Use recursion to calculate change. Keep track of coins and display them when complete.

Recursion. Some problems are hard to solve. We must perform an exhaustive search of all possibilities. Making change, to a certain amount of money, is an example.

In making change, we add coins to a collection until we reach a goal amount. We must use combinations of different coins. Many possible solutions exist.

A recursive method. We introduce a recursive method, change(), to count change. An ArrayList called "coins" stores the coins we have added. And an array, amounts, stores possible coins.

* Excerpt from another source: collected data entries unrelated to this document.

PR #497, opened 2023-10-06
Add clean-up button to control the remote work directory clean

### LINKED ISSUE #370: Clean the remote workdir as default and provide checkbox for not clean up
In the THEOS testing server, the storage space of active user increased dramatically. The issue comes from that the calculation folder is not cleaned up if run in localhost. 

Clean up the remote workdir if the calculation finished successfully, provide the widget to tick the option to turn off clean up.

unkcpz:
fixes #370

### DIFF
--- a/src/aiidalab_qe/app/configuration/advanced.py
+++ b/src/aiidalab_qe/app/configuration/advanced.py
@@ -54,7 +54,7 @@ class AdvancedSettings(Panel):
             description="",
             indent=False,
             value=True,
-            layout=ipw.Layout(max_width="10%"),
+            layout=ipw.Layout(max_width="20px"),
         )
         self.clean_workdir_description = ipw.HTML(
             """<div style="line-height: 140%; padding-top: 0px; padding-bottom: 5px">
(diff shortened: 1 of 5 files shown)


mikibonacci (commented):
Hi jason, is it intended to leave some space between the checkbox and the description?


Screenshot from 2023-10-09 11-41-17

mikibonacci (approved):

unkcpz:
> Hi jason, is it intended to leave some space between the checkbox and the description?

Good point, I didn't expect the space are so large. I intended to use the `px` instead of the `%`. I polished it a bit. We need anyway go though all the layout and make everything look compact, but that is a task for the future.

AndresOrtegaGuerrero:
@mikibonacci By default the check box is always on ? This could be problematic if an user missed this and wanted to do postprocessing with some files not saved

unkcpz:
> This could be problematic if an user missed this and wanted to do postprocessing with some files not saved

Then, it will be an "advanced" user and he is supposed to go to the advance setting and un-tick it I assume?

unkcpz:
As we discussed in the last AiiDAlab meeting, we agree that the workchain should not be cleaned by default. I'll open a PR for it after.

PR #644, opened 2024-03-21
Regression test for the parameters generated by the app

superstar54:
The previous test used the final builder generated by the workchain, which is like an end-to-end test. However, the builder depends on the version of the aiida-quantumespresso, which we want to avoid for the moment.  In this PR, we only test the ui_parameters generated by the app. This ui_parameter is the most important parameter, and it contains all the information on the jobs. We can use it to recreate the whole qeapp instance. The test here guarantees that the ui_parameters are the same as the reference data.


danielhollas (approved):
Cool! I didn't realize you have these tests, might steal them for my app as well. :blush: 

I didn't check all the details but the overall approach and motivation makes sense to me.

unkcpz:
Emmm.... I got the idea to remove the builder generate part, but instead of removing it entirely it should be some where else. 
The initial implementation of data-regression test test two things, 1) The parameters are correctly passed from UI to widget 2) the parameters get by widgets can generate to the desired builder. 
In this PR you remove the test for the second part. It actually useful to spot things like the parameters are correctly overwritten, I remember it used to failed for some PR of @AndresOrtegaGuerrero and help us to find the issue of parameters passing.

Since this PR is merged, I'd suggest to bring the workflow test back, since the idea is borrow from aiida-quantumespresso to test the workchain. We implement the workchain here as well and having some logic inside, so make no sense to me to just remove it entirely.

superstar54:
> Since this PR is merged, I'd suggest to bring the workflow test back, since the idea is borrow from aiida-quantumespresso to test the workchain. We implement the workchain here as well and having some logic inside, so make no sense to me to just remove it entirely.

I agree that the test on the WorkChain part is also important. I opened an issue on this, #645. I think it's meaningless to move it somewhere else and disable the test. The test itself is not a good design and needs to be rewritten completely.

PR #647, opened 2024-03-26
Bump version v24.04.0a2 -> v24.04.0a3

superstar54:
When specifying `--minor` with bumper update, it tries to increment the minor version part of the project's current version. However, `v24.04.0a3` is not a valid next version based on the current versioning scheme.

## Manually Specify the Next Version
Since the automatic minor update didn't work as intended, I used the --set-version flag to manually specify the next alpha version. This approach gives direct control over the version naming:

```console
bumpver update --set-version v24.04.0a3 --dry
```


superstar54:
@danielhollas I followed the wiki, but there is an error. Could you check the description of this PR. If you agree, I will update the wiki.

danielhollas:
Yes, in the wiki the minor version bump was just an example. Here you want to bump the alpha version, not the minor version. bumbver has a special flag for that, I don't remember from the top of my head, please see bumpver update -h. Feel free to update the wiki with more examples.

danielhollas:
@superstar54 I think you'll have to recreate the branch to get rid of the extra merge commit. You cannot squash/rebase here otherwise the tag would get lost.

superstar54:
> I think you'll have to recreate the branch to get rid of the extra merge commit. You cannot squash/rebase here otherwise the tag would get lost.

Do you mean to merge the branch to the main directly?

danielhollas:
Yes, you will need to merge by creating a merge commit, otherwise you will loose the tagged commit.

Change: This method checks to see if we have reached the goal. Then it tries to add a coin, placing it in a copied ArrayList.

Java program that uses recursion, makes change
import java.util.ArrayList;
public class Program {
public static void change(ArrayList<Integer> coins, int[] amounts,
int highest, int sum, int goal) {
// See if we have reached the goal.
if (sum == goal) {
display(coins, amounts);
return;
}
// We cannot go over our goal.
if (sum > goal) {
return;
}
// Add higher amounts to a new ArrayList.
for (int value : amounts) {
if (value >= highest) {
ArrayList<Integer> copy = new ArrayList<>();
copy.addAll(coins);
copy.add(value);
// Recurse to check total and add further coins.
change(copy, amounts, value, sum + value, goal);
}
}
}
public static void display(ArrayList<Integer> coins, int[] amounts) {
// Count each amount within the added coins.
// ... Then display the amount and count.
for (int amount : amounts) {
int count = 0;
for (int coin : coins) { // Count loop.
if (coin == amount) {
count++;
}
}
System.out.print(amount);
System.out.print(":");
System.out.println(count);
}
System.out.println();
}
public static void main(String[] args) {
ArrayList<Integer> coins = new ArrayList<>();
// This array contains the coin amounts.
int[] amounts = { 1, 5, 10, 25, 50 };
// Solve for 51 cents.
change(coins, amounts, 0, 0, 51);
}
}
Output
1:51
5:0
10:0
25:0
50:0
1:46
5:1
10:0
25:0
50:0
...
1:1
5:0
10:0
25:0
50:1

Its results. The groups of possible coins is displayed. We can make 51 cents with 51 one-cent pieces. Or we can use 46 one-cent pieces and 1 five-cent piece.

Finally: The last result is 1 one-cent piece and 1 fifty-cent piece. It all correctly adds up.

Concepts. Often recursive methods first check for "out of range" cases and return early if one is detected. In our method, we check for the goal amount, and test it is not exceeded.

Copy: It is important to copy a collection like an ArrayList. If the ArrayList is not copied, the algorithm will fail.

Performance: This implementation is not ideal. It could be optimized by reducing the looping in display().

Arrays: Using arrays, not ArrayLists, is typically faster. These ideas could be part of an optimization exercise.

This exercise is part of the Structure and Interpretation of Computer Programs. It is implemented in Scheme, but the end result, combinations of coins, is the same.

Recursion solves many problems. But often, in real-world programs (not exercises) iteration is superior. It is easier to write, faster to run, and leads to less complexity.